Anyhow, I haven't read any similar warnings regarding green, so maybe they're safer.
@NeverDie I can't think why any particular tone in the visible light spectrum should harm the eye, else LEDs might be issued with a Health Warning
Hopefully your experiments will identify what you're after...
@zboblamont Thanks. FWIW, I first became aware of the issue from reading CREE datasheets. At some point CREE put out an advisory: https://www.cree.com/led-components/media/documents/XLamp_EyeSafety.pdf
Cree classifies its own XR-E royal blue LED's as RG-3 High Risk, which it defines as "Hazardous even for momentary exposure".
"To date, the testing shows that Cree’s blue and royal blue LED components (450-485 nm dominant wavelengths) pose a higher potential eye safety hazard than its white LED components. Other colors of LED components, such as green and red LED components, do not pose as significant of an eye safety risk. Regardless of LED color, Cree advises users to not look directly at any operating LED component. "
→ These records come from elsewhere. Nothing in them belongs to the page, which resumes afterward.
PR #820, opened 2016-06-07
feat(util,Request): Add options to disable csv parsing of query params

### LINKED ISSUE #749: Add option to opt-out from comma separated value parsing

kgriffs:
In all cases, the options default to the previous behavior in order to avoid introducing any breaking changes.

* Add option to to_query_str to encode lists as multiple occurences of the same parameter.
* Add option to parse_query_string to not split comma-delimited values.
* Add an option to RequestOptions for toggling csv parsing.

Co-Authored-By: Daniel Schwarz <qwesda@me.com>
Co-Authored-By: Steven Ly <sly@openroad.ca>
Co-Authored-By: Kurt Griffiths <inbox@kgriffs.com>

Closes #749

### DIFF
--- a/falcon/util/uri.py
+++ b/falcon/util/uri.py
@@ -246,11 +246,12 @@ else:
         return decoded_uri.decode('utf-8', 'replace')
 
 
-def parse_query_string(query_string, keep_blank_qs_values=False):
+def parse_query_string(query_string, keep_blank_qs_values=False,
+                       parse_qs_csv=True):
     """Parse a query string into a dict.
 
     Query string parameters are assumed to use standard form-encoding. Only
-    parameters with values are parsed. for example, given 'foo=bar&flag',
+    parameters with values are returned. For example, given 'foo=bar&flag',
     this function would ignore 'flag' unless the `keep_blank_qs_values` option
     is set.
 
@@ -269,8 +270,16 @@ def parse_query_string(query_string, keep_blank_qs_values=False):
 
     Args:
         query_string (str): The query string to parse.
-        keep_blank_qs_values (bool): If set to ``True``, preserves boolean
-            fields and fields with no content as blank strings.
+        keep_blank_qs_values (bool): Set to ``True`` to return fields even if
+            they do not have a value (default ``False``). For comma-separated
+            values, this option also determines whether or not empty elements
+            in the parsed list are retained.
+        parse_qs_csv: Set to ``False`` in order to disable splitting query
+            parameters on ``,`` (default ``True``). Depending on the user agent,
+            encoding lists as multiple occurrences of the same parameter might
+            be preferable. In this case, setting `parse_qs_csv` to ``False``
+            will cause the framework to treat commas as literal characters in
+            each occurring parameter value.
 
     Returns:
         dict: A dictionary of (*name*, *value*) pairs, one per query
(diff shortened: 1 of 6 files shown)


kgriffs:
Looks like we accidentally had some overlap in effort between #729 and #811. I attempted to combine the two into a new PR with a few tweeks to param naming and docstrings. Everyone please take a look and provide feedback. Thanks!

orcsly:
Looks good, thanks!

jmvrbanac:
:+1:

falcon/util/uri.py
```diff
@@ -309,7 +317,7 @@ def parse_query_string(query_string, keep_blank_qs_values=False):
                 params[k] = [old_value, decode(v)]
 
         else:
-            if ',' in v:
+            if ',' in v and csv:
```
qwesda: could be `csv and ',' in v` so the evaluation can short-circuit

qwesda:
The parameter name `csv` for the `parse_query_string` could have a more descriptive name. `parse_qs_csv` sounds logical to me, since the option general option is called `auto_parse_qs_csv`.

One evaluation in `parse_query_string` can be short-circuited:
[https://github.com/falconry/falcon/pull/820/files#diff-7d2a078ae72702ba816f18a9aa1c48b9R319](https://github.com/falconry/falcon/pull/820/files#diff-7d2a078ae72702ba816f18a9aa1c48b9R319)

Otherwise it looks good.

falcon/util/uri.py
kgriffs: fixed

kgriffs:
@qwesda since the method name already implies we are working with parsing query strings, is it necessary to also include that in the name of the kwarg?

falcon/util/uri.py
qwesda: it's in the wrong order, `',' in v` is evaluated before `csv`. If it should short-circuit it has to be `csv and ',' in v`.

qwesda:
@kgriffs: I just thought something more explicit would be more in line with `keep_blank_qs_values`, which is pretty verbose. Having one verbose param and one very non-verbose seemed weird.

kgriffs:
@qwesda, ah, good point! I'll switch to `parse_qs_csv` and we can see how that looks.

kgriffs:
@qwesda @jmvrbanac @orcsly I think this is ready for final review.

qwesda:
@kgriffs looks ok

orcsly:
Yup looks good.  Thanks!

PR #823, opened 2016-06-10
doc(Request.client_prefers): Note significance of media_types ordering

kgriffs:


falcon/request.py
```diff
@@ -636,7 +636,8 @@ def client_prefers(self, media_types):
         Args:
             media_types (iterable of str): One or more Internet media types
                 from which to choose the client's preferred type. This value
-                **must** be an iterable collection of strings.
+                **must** be an iterable collection of strings. The iterable
+                should be sorted in the order of increasing desirability.
```
jmvrbanac: order of increasing or decreasing desirability? I would think decreasing as you would want the preferred at the front of the iterable. Thoughts?

kgriffs: That would be more intuitive... :) The problem is, this is a leaky abstraction based on python-mimeparse. I suppose we could reverse the list before passing to `best_match()`. What do you think?

jmvrbanac: That would be cool

kgriffs: OK, I can do that. And modify the docstring to suit. I suppose this would qualify as a breaking change though. We'll have to hold this one out for the next major version bump.

PR #824, opened 2016-06-10
feat(testing.Result): Default to UTF-8 when charset is missing

kgriffs:
The requests library attempts to auto-detect the charset using chardet, but we just assume UTF-8 to avoid having to pull in another dependency.

### DIFF
--- a/falcon/testing/test_case.py
+++ b/falcon/testing/test_case.py
@@ -55,8 +55,8 @@ class Result(object):
             response body was empty.
         text (str): Decoded response body of type ``unicode``
             under Python 2.6 and 2.7, and of type ``str`` otherwise.
-            Raises an error if the response encoding can not be
-            determined.
+            If the content type does not specify an encoding, UTF-8 is
+            assumed.
         json (dict): Deserialized JSON body. Raises an error if the
             response is not JSON.
     """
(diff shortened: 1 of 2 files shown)


falcon/testing/test_case.py
```diff
@@ -95,10 +95,11 @@ def text(self):
...
             else:
                 if self.encoding is None:
-                    msg = 'Response did not specify a content encoding'
-                    raise RuntimeError(msg)
+                    encoding = 'UTF-8'
+                else:
+                    encoding = self.encoding
 
-                self._text = self.content.decode(self.encoding)
+                self._text = self.content.decode(encoding)
```
ueg1990: you can replace your changes with:
self._text = self.content.decode(self.encoding or 'UTF-8')

jmvrbanac:
This looks fine... I'm guessing from the changes, if someone specifies a blank string for encoding then we should attempt to try that. If that's not the preferred behavior, we might get a slight performance bump by looking into @ueg1990's suggestion. Thoughts?

kgriffs:
@jmvrbanac Practically speaking, we shouldn't ever get a blank string since that would require the app to specify `charset=""` or similar in `Content-Type`, which doesn't seem very likely. Re performance, I'm not too concerned in this case since it is for testing, and any perf benefit would be negligible anyway. Practically speaking, I think this just boils down to a question of style. I can change it if everyone likes the inline style, just let me know what you think.

PR #829, opened 2016-06-19
Add error class for HTTP 414  URI Too Long

Vesuvium:
As mentioned in #561, some status codes do not have an error class. This PR adds a class for HTTP 414.

PR #834, opened 2016-06-26
feat: add missing HTTP status codes

wssbck:


ueg1990:
Assuming all these status codes are accepted for falcon by @kgriffs and @jmvrbanac, maybe you can define there classes and add tests for them too like here:
https://github.com/falconry/falcon/pull/829/files

wssbck:
@ueg1990 Sure, I just need to know which status codes will be accepted.

falcon/status_codes.py
```diff
@@ -90,8 +96,14 @@
 HTTP_EXPECTATION_FAILED = HTTP_417
 HTTP_418 = "418 I'm a teapot"
 HTTP_IM_A_TEAPOT = HTTP_418
+HTTP_421 = '421 Misderected Request'
```
jeremylow: Typo: should be `Misd*i*rected` rather than `Misderected`

falcon/status_codes.py
```diff
@@ -115,8 +131,18 @@
...
+HTTP_VARIANT_ALSO_NEGOTIATES = HTTP_506
+HTTP_507 = '507 Insufficient Storage'
+HTTP_INSUFFICIENT_STORAGE = HTTP_507
+HTTP_508 = '508 Loop Detected'
+HTTP_LOOP_DETECTED = HTTP_508
+HTTP_510 = '510 Not Extended'
+HTTP_NOT_EXTENDED = HTTP_510
 HTTP_511 = '511 Network Authentication Required'
 HTTP_NETWORK_AUTHENTICATION_REQUIRED = HTTP_511
+HTTP_599 = '599 Network Connect Timeout Error'
```
ashcrow: nit: I don't think this is part of the official spec.

falcon/status_codes.py
```diff
@@ -100,8 +112,12 @@
 HTTP_TOO_MANY_REQUESTS = HTTP_429
 HTTP_431 = '431 Request Header Fields Too Large'
 HTTP_REQUEST_HEADER_FIELDS_TOO_LARGE = HTTP_431
+HTTP_444 = '444 Connection Closed Without Response'
+HTTP_CONNECTION_CLOSED_WITHOUT_RESPONSE = HTTP_444
 HTTP_451 = '451 Unavailable For Legal Reasons'
 HTTP_UNAVAILABLE_FOR_LEGAL_REASONS = HTTP_451
+HTTP_499 = '499 Client Closed Request'
```
ashcrow: nit: I don't think this is part of the official spec.

falcon/status_codes.py
```diff
@@ -100,8 +112,12 @@
 HTTP_TOO_MANY_REQUESTS = HTTP_429
 HTTP_431 = '431 Request Header Fields Too Large'
 HTTP_REQUEST_HEADER_FIELDS_TOO_LARGE = HTTP_431
+HTTP_444 = '444 Connection Closed Without Response'
```
ashcrow: nit: I don't think this is part of the official spec.

jmvrbanac:
Thanks for the PR @wssbck! I'm good with adding these; however, we really should have tests covering the added definitions to help prevent breaking our contract with users later down the road. We already have a bunch of tests similar to this in `test_httperror.py` and `test_httpstatus.py`.

wssbck:
@jmvrbanac I will add classes and tests, just give me some time :-)

jmvrbanac:
Swapping out the labels. Take as much time as you need. We'll be here :-)

falcon/status_codes.py
```diff
@@ -90,8 +96,14 @@
 HTTP_EXPECTATION_FAILED = HTTP_417
 HTTP_418 = "418 I'm a teapot"
 HTTP_IM_A_TEAPOT = HTTP_418
+HTTP_421 = '421 Misdirected Request'
```
kgriffs: I don't think we need this code, since it deals with connection reuse in HTTP/2, which is a web sever (not application) concern.

falcon/status_codes.py
```diff
@@ -115,6 +127,14 @@
 HTTP_GATEWAY_TIMEOUT = HTTP_504
 HTTP_505 = '505 HTTP Version not supported'
 HTTP_HTTP_VERSION_NOT_SUPPORTED = HTTP_505
+HTTP_506 = '506 Variant Also Negotiates'
```
kgriffs: 506 is from a very old experimental RFC. Are there any examples that demonstrate modern usage of this status? Otherwise I'm inclined to say it doesn't need to be included in the framework.

falcon/status_codes.py
```diff
@@ -115,6 +127,14 @@
...
+HTTP_VARIANT_ALSO_NEGOTIATES = HTTP_506
+HTTP_507 = '507 Insufficient Storage'
+HTTP_INSUFFICIENT_STORAGE = HTTP_507
+HTTP_508 = '508 Loop Detected'
+HTTP_LOOP_DETECTED = HTTP_508
+HTTP_510 = '510 Not Extended'
```
kgriffs: I'm hesitant to include 510, since it is also from a very old experimental RFC to define an extension mechanism for the HTTP protocol itself.

kgriffs:
I'm OK with adding the WebDAV codes. But I'm not so sure about the other three (see inline comments).

wssbck:
@kgriffs Will it be OK if, for testing, I run:

`tox -e py26,py27,py35`

instead of:

`tox -e py26,py27,py34`

(Testing against Python 3.5 instead of 3.4)

kgriffs:
@wssbck that's fine, although you won't be able to check coverage. But codecov should catch any issues.

wssbck:
@kgriffs I have finally managed to push additional error classes and tests. Would this be enough? The PR is also rebased on recent master. Additionally, I could implement more error classes for status codes that were already there, but I think it should be a separate PR.

wssbck:
@jmvrbanac @ueg1990 Please have a look as well :) Thanks!

wssbck:
@kgriffs Done, I did a bit of mindless copypaste from 429 :-)

PR #883, opened 2016-08-31
doc(testing.client): Document file_wrapper kwarg for simulate_get

kgriffs:
A developer wishing to test high-performance file transmission may wish
to pass a mock for wsgi.file_wrapper to simulate_get(). This kwarg is
not documented for other simulate_*() functions since they are unlikely
to use it.


jmvrbanac:
:+1:

PR #889, opened 2016-09-06
feat(Request): Expose the URI template that was matched for the request

### LINKED ISSUE #619: Expose routing metadata
Per a [discussion][1] on the mailing list, it can be useful to introspect the URI template that is associated with a given resource. One way to implement this would be to check for an attribute and fill it in as part of the `add_route` logic. For example:

```python
class Thing(object):
    def __init__(self):
        self.uri_templates = []

    def on_get(self, req, resp):
        pass

# ...

def add_route(self, uri_template, resource):

    # ...

    if hasattr(resource, 'uri_templates'):
        resource.uri_templates.append(uri_template)

    # ...
``` 

We could also do this:

```python
    if hasattr(resource, 'uri_templates'):
        resource.uri_templates.append(uri_template)
    else:
        resource.uri_templates = [uri_template]
```

But that would break in the case that `Thing` defined `__slots__`.

Another option would be to store the URI template in the routing tree and then set an attribute on each Request instance:

```python
def __call__(self, env, start_response):

    # ...

    responder, params, resource, uri_template = self._get_responder(req)
    
    req = self._request_type(env, options=self.req_options, 
                             uri_template=uri_template)

    # ...
```

Either way, this would provide a way for middleware and hooks to key off the URI template to perform additional actions.

[1]: http://librelist.com/browser//falcon/2015/7/28/getting-the-url-template-when-servicing-a-request/

kgriffs:
This has been requested by several members of the community who would
like a way to access the URI template in middleware, etc. (e.g., for
logging).

Fixes #619

### DIFF
--- a/docs/api/routing.rst
+++ b/docs/api/routing.rst
@@ -24,14 +24,15 @@ A custom router is any class that implements the following interface:
             """
 
         def find(self, uri):
-            """Search for a route that matches the given URI.
+            """Search for a route that matches the given partial URI.
 
             Args:
-                uri (str): Request URI to match to a route.
+                uri(str): The requested path to route
 
             Returns:
-                tuple: A 3-member tuple composed of (resource, method_map, params)
-                    or ``None`` if no route is found.
+                tuple: A 4-member tuple composed of (resource, method_map,
+                    params, uri_template), or ``None`` if no route matches
+                    the requested path
             """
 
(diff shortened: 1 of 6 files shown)


jmvrbanac:
:+1:

fxfitz:
LGTM2!!!

PR #891, opened 2016-09-08
feat(util): Make it easier to reference uri module and TimezoneGMT class

kgriffs:
Previously "from falcon import uri" worked but "import falcon.uri" did
not. TimezoneGMT is already available from the front-door falcon
module, but the documentation referenced falcon.util.TimezoneGTM.

Fix this up and update the docs to suit.


jmvrbanac:
:+1: LGTM

PR #892, opened 2016-09-08
doc: Unindent additional Return lines to work around napolean bug

kgriffs:
In a google-style docstring, this is problematic:

    Returns:
        str: Some really long description that requires more
            than one line

Since the additional text (i.e., "than one line") is indented,
napolean gets confused and incorrectly formats the description. The
fix is to align subsequent lines with the first:

    Returns:
        str: Some really long description that requires more
        than one line.

Along the way I also added missing return types as needed.

### DIFF
--- a/falcon/api.py
+++ b/falcon/api.py
@@ -482,7 +482,7 @@ class API(object):
             req: The request object.
 
         Returns:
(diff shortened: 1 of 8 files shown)


jmvrbanac:
LGTM :+1:

Issue #895, opened 2016-09-12
405 errros are not passed through custom error handlers


ksonj:
I tried writing a custom error handler for `falcon.HTTPError` (to control the representation of failures) and realized that 405 errors were never passed to the handler.

This is probably due to [`method_not_allowed`](https://github.com/falconry/falcon/blob/master/falcon/responders.py#L43) not raising an exception (like e.g. [`path_not_found`](https://github.com/falconry/falcon/blob/master/falcon/responders.py#L23)) but modifying the response directly.

Is that intended behavior and if so, what is the motivation?

My fix is simply raising `HTTPMethodNotAllowed`:

    def create_method_not_allowed(allowed_methods):
        """Creates a responder for "405 Method Not Allowed"
    
        Args:
            allowed_methods: A list of HTTP methods (uppercase) that should be
                returned in the Allow header.
    
        """
        def method_not_allowed(req, resp, **kwargs):
            """Raise 405 HTTPNotAllowed error"""
            raise HTTPMethodNotAllowed(allowed_methods)
    
        return method_not_allowed

 Everything looks good so far.

PR #896, opened 2016-09-12
Raise HTTPMethodNotAllowed instead of modifying response directly

ksonj:
Fixes this issue: https://github.com/falconry/falcon/issues/895

405 errors are never passed to registered error handlers, because the na-responder does not raise an exception, but modifies the response directly.


kgriffs:
Thanks, this looks good! Would you mind rebasing in preparation for a merge?

PR #898, opened 2016-09-14
fix(Request): Improve various related aspects of stream handling

### LINKED ISSUE #407: Request hangs if method is GET and content-type is application/x-www-form-urlencoded
For some reason I have some software that sends content-type=application/x-www-form-urlencoded with GET requests.  It shouldn't, but that's not important.

Such requests hang, whereas the content-type should just be ignored.

The reason appears to be in request.py line 258

        if (self.content_type is not None and
                'application/x-www-form-urlencoded' in self.content_type):
            self._parse_form_urlencoded()

I think it probably should make the above conditional upon either the request METHOD being PUT or POST or PATCH maybe.  Or some other solution.

kgriffs:
* Add a new bounded_stream property that can be used for more
  predictable behavior vs. stream, albeit with a slight performance
  overhead (the app developer is free to decide whether or not to
  use it).
* Only automatically consume the incoming stream on POST requests,
  since that is the only time form-encoded params should be included
  in the body (vs. the query string). This guards against unexpected
  side-effects caused by misbehaving or even malicious clients.
* Check Content-Length to ensure a body is expected, before attempting
  to parse form-encoded POSTs. Also pass the Content-Length to
  stream.read as an extra safety measure to guard against differences
  in WSGI input read() behavior.
* Improve the documentation surrounding all of these behaviors.

Fixes #407

### DIFF
--- a/falcon/request.py
+++ b/falcon/request.py
@@ -50,10 +50,6 @@ TRUE_STRINGS = ('true', 'True', 'yes', '1')
 FALSE_STRINGS = ('false', 'False', 'no', '0')
 WSGI_CONTENT_HEADERS = ('CONTENT_TYPE', 'CONTENT_LENGTH')
 
-
-_maybe_wrap_wsgi_stream = True
-
-
 # PERF(kgriffs): Avoid an extra namespace lookup when using these functions
 strptime = datetime.strptime
 now = datetime.now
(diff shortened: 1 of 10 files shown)


falcon/request.py
```diff
@@ -305,21 +350,30 @@ def __init__(self, env, options=None):
...
         # normalizing semantics between, e.g., gunicorn and wsgiref.
-        if _maybe_wrap_wsgi_stream:
-            if isinstance(self.stream, (NativeStream, InputWrapper,)):
-                self._wrap_stream()
-            else:
-                # PERF(kgriffs): If self.stream does not need to be wrapped
-                # this time, it never needs to be wrapped since the server
-                # will continue using the same type for wsgi.input.
-                _maybe_wrap_wsgi_stream = False
+        if not Request._wsgi_input_type_known:
```
kgriffs: A bit of an optimization here, so we only ever have to check once.

falcon/testing/resource.py
```diff
@@ -108,11 +109,20 @@ def __init__(self, status=None, body=None, json=None, headers=None):
...
+        self.captured_kwargs = None
+
     @falcon.before(capture_responder_args)
     @falcon.before(set_resp_defaults)
     def on_get(self, req, resp, **kwargs):
         pass
 
+    @falcon.before(capture_responder_args)
+    @falcon.before(set_resp_defaults)
+    def on_post(self, req, resp, **kwargs):
```
kgriffs: Needed this since the PostQueryParams tests are now required to use POST instead of GET.

falcon/request.py
```diff
@@ -305,21 +350,30 @@ def __init__(self, env, options=None):
...
+            self._bounded_stream = None  # Lazy wrapping
 
         # PERF(kgriffs): Technically, we should spend a few more
         # cycles and parse the content type for real, but
         # this heuristic will work virtually all the time.
         if (self.options.auto_parse_form_urlencoded and
                 self.content_type is not None and
-                'application/x-www-form-urlencoded' in self.content_type):
+                'application/x-www-form-urlencoded' in self.content_type and
+                self.method == 'POST'):
```
jmvrbanac: ehhh... If you did that, it would also apply for DELETE and HEAD as well, so I think it's fine.

PR #903, opened 2016-09-19
doc(Request): Expand and correct documentation for set_cookie()

kgriffs:
Correct outdated information in the set_cookie() docstring, as well
as expound on certain key points and provide references to relevant
sections of RFC 6265.

### DIFF
--- a/docs/ext/rfc.py
+++ b/docs/ext/rfc.py
@@ -24,7 +24,7 @@ formatted like this::
 import re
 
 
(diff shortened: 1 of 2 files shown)


docs/ext/rfc.py
```diff
@@ -24,7 +24,7 @@
 import re
 
 
-RFC_PATTERN = re.compile('\RFC (\d{4}), Section ([\d\.]+)')
```
kgriffs: Slightly off-topic, but found this typo while working on these docs, and went ahead and fixed it.

PR #904, opened 2016-09-20
fix(util): Fix falcon.uri import

kgriffs:
The previous attempt at fixing this failed, and so do something a bit more evil. We'll remove this later in 2.0 once util goes away and everything is just implemented under the falcon package directly.

### DIFF
--- a/docs/api/util.rst
+++ b/docs/api/util.rst
@@ -6,12 +6,6 @@ Utilities
 URI Functions
 -------------
 
-.. NOTE(kgriffs): Due to the way we have been hoisting uri into falcon,
-.. sphinx can't import just falcon.uri (root cause TBD). Whether or not
-.. the way we are hoisting things is legit (hint: probably not, this
-.. is something to address in Falcon 2.0), sphinx can't handle it
-.. by default so we have a custom extension to fix things up.
-
 .. automodule:: falcon.uri
     :members: encode, encode_value, decode, parse_host,
         parse_query_string, unquote_string
--- a/falcon/uri.py
+++ b/falcon/uri.py
@@ -1,0 +1,16 @@
+"""URI utilities.
+
+This module provides utility functions to parse, encode, decode, and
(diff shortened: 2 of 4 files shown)


docs/api/util.rst
```diff
@@ -6,12 +6,6 @@ Utilities
 URI Functions
 -------------
 
-.. NOTE(kgriffs): Due to the way we have been hoisting uri into falcon,
-.. sphinx can't import just falcon.uri (root cause TBD). Whether or not
-.. the way we are hoisting things is legit (hint: probably not, this
-.. is something to address in Falcon 2.0), sphinx can't handle it
-.. by default so we have a custom extension to fix things up.
-
 .. automodule:: falcon.uri
```
kgriffs: This was not working before this patch (the section in the docs was blank due to "cannot import falcon.uri").

tox.ini
```diff
@@ -187,4 +187,4 @@ commands = falcon-bench []
 deps = -r{toxinidir}/tools/doc-requires
 whitelist_externals = rm
 commands =
-    sphinx-build -j4 -E -b html docs docs/_build/html
+    sphinx-build -j4 -E -b html docs docs/_build/html []
```
kgriffs: This came in handy while diagnosing the problem

falcon/uri.py
```diff
@@ -0,0 +1,16 @@
...
+    from falcon import uri
+
+    name, port = uri.parse_host('example.org:8080')
+"""
+
+# NOTE(kgriffs): This module exists to make "import falcon.uri"
+# work. Eventually we will remove the util module and flatten the
+# falcon namespace, but in the meantime...
+
+from falcon.util.uri import *  # NOQA
```
jmvrbanac: All the wildcard imports!

docs/api/util.rst
jmvrbanac: :+1:

PR #905, opened 2016-09-21
perf(uri): Replace if...else with try...except in the decode function

kgriffs:
Most of the time the token will be found in the dict, so let's optimize
for that and avoid an extra membership check (if token in _HEX_TO_BYTE).


kgriffs:
Merging based on fxfitz' approval

PR #908, opened 2016-09-22
fix(Request): Also allow PUT and PATCH parsing of x-www-form-urlencoded

kgriffs:


abompard:
Could you also allow the `DELETE` method?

In the context of this thread, it's that last sentence that's tricky. I suppose for an indicator common sense suggests it's just plain safer to stick with a lower power LED and run it for a longer duration. So, the challenge will be to find high lumens/watt but at not too high absolute lumens.
Closing the loop, I finally found the information I was looking for: "Also note from Figure 17 that — if the flashes are separated by at least 20mS — the brain ‘sees’ the individual flashes at full brilliance if they have a duration of 10mS or greater, but sees them at diminishing brilliance at durations below 10mS (a 2mS flash appears at roughly 1/5th of true brilliance; the perceived brilliance falls off rapidly at durations below 1mS). The perceived duration of a 20mS flash (30mS) is only 50% greater than that of a 10mS flash (20mS)." https://www.nutsvolts.com/magazine/article/practical-led-indicator-and-flasher-circuits
Testing some cheap aliexpress 3mm red or yellow through-hole LED's, I found they required around 10ua to have decent visibility. Other LEDs that I got from amazon required several hundred microamps to be equally visible. However, running this 25 cent CREE green LED at 1ua at around 2.5v was sufficient to be dimly visible: https://www.mouser.com/ProductDetail/941-C503BGASCB0F0792
Even 500na was enough, though at less than that it becomes dodgy. Part of the credit goes to narrowly focused optics.
Also, 10ms was enough. So, 1ua at 1Hz with a 1% duty cycle means just 10na on average. Not bad! The pulsing actually makes it easier to see than it just being constantly turned on, I presume because of better contrast.
I haven't yet tried it at night, but so far this is already better than what I was expecting a priori. Putting it at the bottom of a black tube might also be interesting to try: you'd get improved contrast, and with the narrow optics maybe little light would be sacrificed to the blackness of the tube
Anyone here found an LED that's more efficient than this one? Or is this already about as good as it's likely to get?